#### ASSIGNMENT
Find each line below containing the word "data" and copy it.

#### PROVIDED ENTRIES

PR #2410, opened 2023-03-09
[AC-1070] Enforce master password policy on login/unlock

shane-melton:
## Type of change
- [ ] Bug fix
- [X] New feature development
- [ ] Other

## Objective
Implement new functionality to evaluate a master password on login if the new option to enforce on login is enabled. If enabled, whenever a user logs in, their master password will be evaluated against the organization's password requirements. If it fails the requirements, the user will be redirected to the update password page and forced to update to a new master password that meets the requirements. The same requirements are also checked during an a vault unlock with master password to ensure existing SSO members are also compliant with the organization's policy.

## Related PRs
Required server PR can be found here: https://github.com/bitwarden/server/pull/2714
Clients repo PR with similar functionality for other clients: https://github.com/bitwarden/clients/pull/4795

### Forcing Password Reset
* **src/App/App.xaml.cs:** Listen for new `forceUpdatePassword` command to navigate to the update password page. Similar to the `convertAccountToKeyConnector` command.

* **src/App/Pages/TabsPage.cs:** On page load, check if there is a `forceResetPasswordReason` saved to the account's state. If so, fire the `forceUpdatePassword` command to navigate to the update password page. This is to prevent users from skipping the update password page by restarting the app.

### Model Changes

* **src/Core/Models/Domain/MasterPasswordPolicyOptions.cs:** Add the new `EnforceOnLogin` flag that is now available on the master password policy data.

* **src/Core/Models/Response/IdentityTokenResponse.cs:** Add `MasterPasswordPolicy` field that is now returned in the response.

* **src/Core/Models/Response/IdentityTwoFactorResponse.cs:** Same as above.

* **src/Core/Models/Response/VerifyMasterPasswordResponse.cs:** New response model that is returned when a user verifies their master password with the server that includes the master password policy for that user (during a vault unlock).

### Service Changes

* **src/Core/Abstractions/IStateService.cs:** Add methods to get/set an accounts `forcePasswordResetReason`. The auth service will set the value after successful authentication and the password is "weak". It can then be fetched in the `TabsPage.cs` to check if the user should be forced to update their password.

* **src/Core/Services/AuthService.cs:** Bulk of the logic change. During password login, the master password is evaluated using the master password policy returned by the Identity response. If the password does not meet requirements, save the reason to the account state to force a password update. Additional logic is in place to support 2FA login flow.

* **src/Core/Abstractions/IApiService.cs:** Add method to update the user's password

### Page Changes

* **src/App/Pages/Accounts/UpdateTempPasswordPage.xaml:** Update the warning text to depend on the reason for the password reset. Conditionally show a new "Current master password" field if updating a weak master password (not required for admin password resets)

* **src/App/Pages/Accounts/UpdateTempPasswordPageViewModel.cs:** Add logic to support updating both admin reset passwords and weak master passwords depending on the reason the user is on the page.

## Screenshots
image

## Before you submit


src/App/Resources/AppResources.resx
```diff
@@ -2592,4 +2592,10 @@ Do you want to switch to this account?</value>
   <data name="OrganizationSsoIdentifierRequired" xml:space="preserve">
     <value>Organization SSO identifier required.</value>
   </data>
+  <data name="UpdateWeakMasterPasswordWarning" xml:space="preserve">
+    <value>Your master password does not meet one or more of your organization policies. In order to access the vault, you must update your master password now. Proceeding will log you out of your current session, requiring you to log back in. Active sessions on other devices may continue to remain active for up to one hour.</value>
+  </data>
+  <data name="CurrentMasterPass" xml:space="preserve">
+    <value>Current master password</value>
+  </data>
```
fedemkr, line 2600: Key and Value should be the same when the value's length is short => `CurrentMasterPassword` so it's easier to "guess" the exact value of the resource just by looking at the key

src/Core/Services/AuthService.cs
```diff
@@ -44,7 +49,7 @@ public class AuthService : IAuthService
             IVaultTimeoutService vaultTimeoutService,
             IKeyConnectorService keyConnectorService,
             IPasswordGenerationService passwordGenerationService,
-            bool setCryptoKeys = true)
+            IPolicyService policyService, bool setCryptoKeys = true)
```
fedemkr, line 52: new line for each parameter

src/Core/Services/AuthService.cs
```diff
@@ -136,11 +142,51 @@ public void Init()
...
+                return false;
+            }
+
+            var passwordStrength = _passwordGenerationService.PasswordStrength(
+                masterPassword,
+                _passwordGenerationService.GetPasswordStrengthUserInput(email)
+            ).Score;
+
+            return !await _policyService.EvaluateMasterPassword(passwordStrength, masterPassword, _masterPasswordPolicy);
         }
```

#### EXPECTED ANSWER
* **src/Core/Models/Domain/MasterPasswordPolicyOptions.cs:** Add the new `EnforceOnLogin` flag that is now available on the master password policy data.
   <data name="OrganizationSsoIdentifierRequired" xml:space="preserve">
   </data>
+  <data name="UpdateWeakMasterPasswordWarning" xml:space="preserve">
+  </data>
+  <data name="CurrentMasterPass" xml:space="preserve">
+  </data>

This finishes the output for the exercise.